◆ The input
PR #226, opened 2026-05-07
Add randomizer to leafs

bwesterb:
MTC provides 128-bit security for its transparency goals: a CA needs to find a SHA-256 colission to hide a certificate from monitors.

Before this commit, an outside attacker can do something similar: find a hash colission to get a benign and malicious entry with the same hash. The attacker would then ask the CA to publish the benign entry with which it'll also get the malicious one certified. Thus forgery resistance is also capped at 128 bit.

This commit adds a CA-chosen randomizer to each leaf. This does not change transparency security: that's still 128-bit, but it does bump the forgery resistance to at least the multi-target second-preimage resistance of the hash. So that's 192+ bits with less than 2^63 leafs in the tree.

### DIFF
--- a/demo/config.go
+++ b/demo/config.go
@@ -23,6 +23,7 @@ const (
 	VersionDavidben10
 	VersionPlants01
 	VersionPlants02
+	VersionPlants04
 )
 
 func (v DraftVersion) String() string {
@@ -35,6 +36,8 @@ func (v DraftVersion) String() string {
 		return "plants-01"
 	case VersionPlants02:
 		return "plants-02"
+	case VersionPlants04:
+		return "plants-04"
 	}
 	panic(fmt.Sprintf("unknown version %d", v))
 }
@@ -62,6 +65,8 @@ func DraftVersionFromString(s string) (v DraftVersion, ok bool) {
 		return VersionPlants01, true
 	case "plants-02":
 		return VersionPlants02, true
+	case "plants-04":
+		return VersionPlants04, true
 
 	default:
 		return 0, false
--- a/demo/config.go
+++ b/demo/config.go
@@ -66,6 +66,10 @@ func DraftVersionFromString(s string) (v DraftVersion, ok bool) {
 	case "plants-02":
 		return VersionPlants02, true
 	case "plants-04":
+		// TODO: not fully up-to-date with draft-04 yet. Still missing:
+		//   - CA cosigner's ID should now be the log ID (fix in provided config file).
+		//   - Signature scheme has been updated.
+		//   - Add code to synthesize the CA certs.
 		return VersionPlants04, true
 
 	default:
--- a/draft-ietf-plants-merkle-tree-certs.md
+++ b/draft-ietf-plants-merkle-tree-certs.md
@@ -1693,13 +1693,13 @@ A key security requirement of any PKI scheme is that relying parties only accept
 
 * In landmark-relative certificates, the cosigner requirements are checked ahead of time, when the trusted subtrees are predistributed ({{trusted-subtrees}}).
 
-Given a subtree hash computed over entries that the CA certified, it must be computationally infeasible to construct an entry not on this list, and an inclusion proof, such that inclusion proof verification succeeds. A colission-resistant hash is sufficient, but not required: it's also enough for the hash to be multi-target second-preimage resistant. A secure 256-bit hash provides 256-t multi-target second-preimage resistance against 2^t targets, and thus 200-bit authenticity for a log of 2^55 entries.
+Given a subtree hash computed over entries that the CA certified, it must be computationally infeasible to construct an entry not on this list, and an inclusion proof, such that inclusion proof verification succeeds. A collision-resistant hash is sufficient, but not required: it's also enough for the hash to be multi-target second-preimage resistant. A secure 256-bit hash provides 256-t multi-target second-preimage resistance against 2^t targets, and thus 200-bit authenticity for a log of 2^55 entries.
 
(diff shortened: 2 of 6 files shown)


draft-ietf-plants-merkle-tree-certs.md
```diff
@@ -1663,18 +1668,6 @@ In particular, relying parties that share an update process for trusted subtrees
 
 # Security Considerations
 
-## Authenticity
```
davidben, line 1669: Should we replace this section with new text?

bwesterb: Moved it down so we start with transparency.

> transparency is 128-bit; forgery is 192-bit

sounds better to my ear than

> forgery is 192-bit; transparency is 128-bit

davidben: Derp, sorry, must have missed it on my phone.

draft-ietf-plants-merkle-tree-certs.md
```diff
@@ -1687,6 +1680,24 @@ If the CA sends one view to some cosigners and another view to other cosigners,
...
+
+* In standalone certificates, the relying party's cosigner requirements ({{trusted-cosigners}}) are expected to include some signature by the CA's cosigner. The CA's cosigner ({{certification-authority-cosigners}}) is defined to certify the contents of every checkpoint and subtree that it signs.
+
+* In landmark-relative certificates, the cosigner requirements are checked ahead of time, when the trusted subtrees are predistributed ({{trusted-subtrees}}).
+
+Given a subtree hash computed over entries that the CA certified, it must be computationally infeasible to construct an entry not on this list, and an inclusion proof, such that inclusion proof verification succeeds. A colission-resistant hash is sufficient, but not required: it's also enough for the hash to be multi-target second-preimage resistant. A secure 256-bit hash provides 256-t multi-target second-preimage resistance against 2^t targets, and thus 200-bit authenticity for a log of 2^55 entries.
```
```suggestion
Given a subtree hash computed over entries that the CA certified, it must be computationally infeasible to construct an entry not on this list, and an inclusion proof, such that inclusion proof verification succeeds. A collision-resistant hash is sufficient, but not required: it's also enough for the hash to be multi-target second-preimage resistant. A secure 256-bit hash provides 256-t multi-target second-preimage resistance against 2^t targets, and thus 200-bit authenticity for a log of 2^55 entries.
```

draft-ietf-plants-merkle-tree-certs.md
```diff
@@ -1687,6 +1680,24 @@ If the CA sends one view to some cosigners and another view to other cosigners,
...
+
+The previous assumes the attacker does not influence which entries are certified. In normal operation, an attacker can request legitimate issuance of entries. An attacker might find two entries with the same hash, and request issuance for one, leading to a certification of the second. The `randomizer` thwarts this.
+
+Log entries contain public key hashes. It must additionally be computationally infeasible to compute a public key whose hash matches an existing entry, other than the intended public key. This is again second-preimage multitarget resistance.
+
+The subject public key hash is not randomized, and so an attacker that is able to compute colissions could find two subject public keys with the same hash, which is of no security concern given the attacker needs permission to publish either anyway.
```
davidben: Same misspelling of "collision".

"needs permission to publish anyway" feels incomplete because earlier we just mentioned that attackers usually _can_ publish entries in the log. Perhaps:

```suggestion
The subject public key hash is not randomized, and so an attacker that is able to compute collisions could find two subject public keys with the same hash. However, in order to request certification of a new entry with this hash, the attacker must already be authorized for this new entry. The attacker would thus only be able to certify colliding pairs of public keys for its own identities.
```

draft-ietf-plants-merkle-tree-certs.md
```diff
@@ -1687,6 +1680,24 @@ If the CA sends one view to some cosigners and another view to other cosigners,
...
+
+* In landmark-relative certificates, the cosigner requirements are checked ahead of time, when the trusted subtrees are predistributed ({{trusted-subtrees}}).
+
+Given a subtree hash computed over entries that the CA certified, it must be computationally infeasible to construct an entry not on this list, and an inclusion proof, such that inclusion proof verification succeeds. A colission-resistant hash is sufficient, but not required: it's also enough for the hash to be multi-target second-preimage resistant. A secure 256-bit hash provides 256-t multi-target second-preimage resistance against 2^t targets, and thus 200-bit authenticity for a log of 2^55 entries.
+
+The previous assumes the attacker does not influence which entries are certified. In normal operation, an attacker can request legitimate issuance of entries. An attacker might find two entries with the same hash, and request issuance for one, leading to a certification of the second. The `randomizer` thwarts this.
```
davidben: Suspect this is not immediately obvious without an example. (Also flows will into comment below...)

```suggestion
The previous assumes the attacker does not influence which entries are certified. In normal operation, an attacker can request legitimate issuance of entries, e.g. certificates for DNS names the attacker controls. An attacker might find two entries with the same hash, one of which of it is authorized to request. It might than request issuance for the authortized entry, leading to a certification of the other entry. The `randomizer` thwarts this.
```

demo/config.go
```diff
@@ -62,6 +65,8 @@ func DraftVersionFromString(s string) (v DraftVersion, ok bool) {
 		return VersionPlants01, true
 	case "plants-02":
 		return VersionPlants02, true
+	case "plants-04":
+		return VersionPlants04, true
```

◆ Exercise instructions
Wherever a line holds the word "transparency", copy that line out of the entries above.

◆ Exercise response
MTC provides 128-bit security for its transparency goals: a CA needs to find a SHA-256 colission to hide a certificate from monitors.
This commit adds a CA-chosen randomizer to each leaf. This does not change transparency security: that's still 128-bit, but it does bump the forgery resistance to at least the multi-target second-preimage resistance of the hash. So that's 192+ bits with less than 2^63 leafs in the tree.
bwesterb: Moved it down so we start with transparency.
> transparency is 128-bit; forgery is 192-bit
> forgery is 192-bit; transparency is 128-bit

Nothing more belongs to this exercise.